What the Concept Does

  1. It articulates the syllogism as the truth of judgment. Judgment's external connection is mediated through a middle term.
  2. It generates the three-class ladder — Daseyns / Reflexions / Notwendigkeits — as dialectical movement, not taxonomy.
  3. It supplies the Mitte des Schlusses diagnostic. A relation is fully rational only when each of its three terms can be the middle of the other two.
  4. It refutes Aristotle's syllogistic as final. Praised as "ein unendliches Verdienst" but characterized as "naturhistorische Beschreibung" — descriptive, not genetic.
  5. It transitions into Objectivität. The disjunctive syllogism dissolves the form-content split and opens the second moment of GW 12.
  6. It supplies the political-mechanism analogy (p. 152) and the life-syllogism (p. 192) — the syllogistic structure as ubiquitous architecture.

What It Rejects

  • The Aristotelian syllogistic as final categorial structure — "naturhistorische Beschreibung," not genetic.
  • The post-Wolffian formal-logical syllogistic as adequate to rational structure.
  • The dead-letter reading of the syllogistic figures (BAE, etc.) as exhausting the syllogism's content.
  • The picture of the middle term as merely formal — the middle is the operative locus of mediation.

Connections

  • is the third moment of Subjectivität in the Doctrine of the Concept
  • generates the three classes Daseyns / Reflexions / Notwendigkeits
  • transitions into Objectivität (the disjunctive syllogism dissolves the form-content split)
  • applies to the political-mechanism analogy (p. 152) — government / citizens / needs as syllogism
  • applies to the life-syllogism (p. 192) — Sensibility / Irritability / Reproduction
  • is structured by U / P / I — the three syllogistic terms are U/P/I in their fullest mediation
  • engages Aristotle's syllogistic — "ein unendliches Verdienst" but only "naturhistorische Beschreibung"
  • is the truth of Urtheil — judgment's external connection mediated through a middle term

Open Questions

  • Does Hegel's "everything rational is a syllogism" survive contemporary logic (predicate calculus, modal logic, intuitionistic logic, dependent type theory)?

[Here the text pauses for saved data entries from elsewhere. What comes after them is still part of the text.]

PR #250, opened 2020-01-24
Adds validation for geography_id in litigations

simaob:
Small PR to add validation for litigations' geography ID.
I'm not making bigger changes yet, because they still have some records without geography, they'll have to fix that first.

### DIFF
--- a/app/models/litigation.rb
+++ b/app/models/litigation.rb
@@ -119,7 +119,7 @@ class Litigation < ApplicationRecord
     accepts_nested_attributes_for :events
   end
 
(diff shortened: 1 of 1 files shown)


simaob:
Yes, that's true. Maybe that's simpler?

The Hegelian syllogism is not equivalent to the Aristotelian-Boolean syllogism contemporary logic supersedes.
  • Is the Mitte des Schlusses diagnostic genuinely applicable beyond syllogistic logic? The political-mechanism analogy and the life-syllogism extend the diagnostic across domains; whether the extension is principled or analogical is contested.
  • What is the relation between Hegel's syllogism and Kant's "Triplicität der Kategorien"? Kant's triadic structure of the categories has a structurally proximate role; the comparison is open.

Sources

  • hegel-1816-wdl-begriff — primary locus: GW 12 pp. 90–125 (the whole third chapter of Subjectivität). Anmerkung to Aristotle's syllogistic at pp. 106–110 ("ein unendliches Verdienst", "naturhistorische Beschreibung"). Political-mechanism analogy at p. 152. Life-syllogism at p. 192.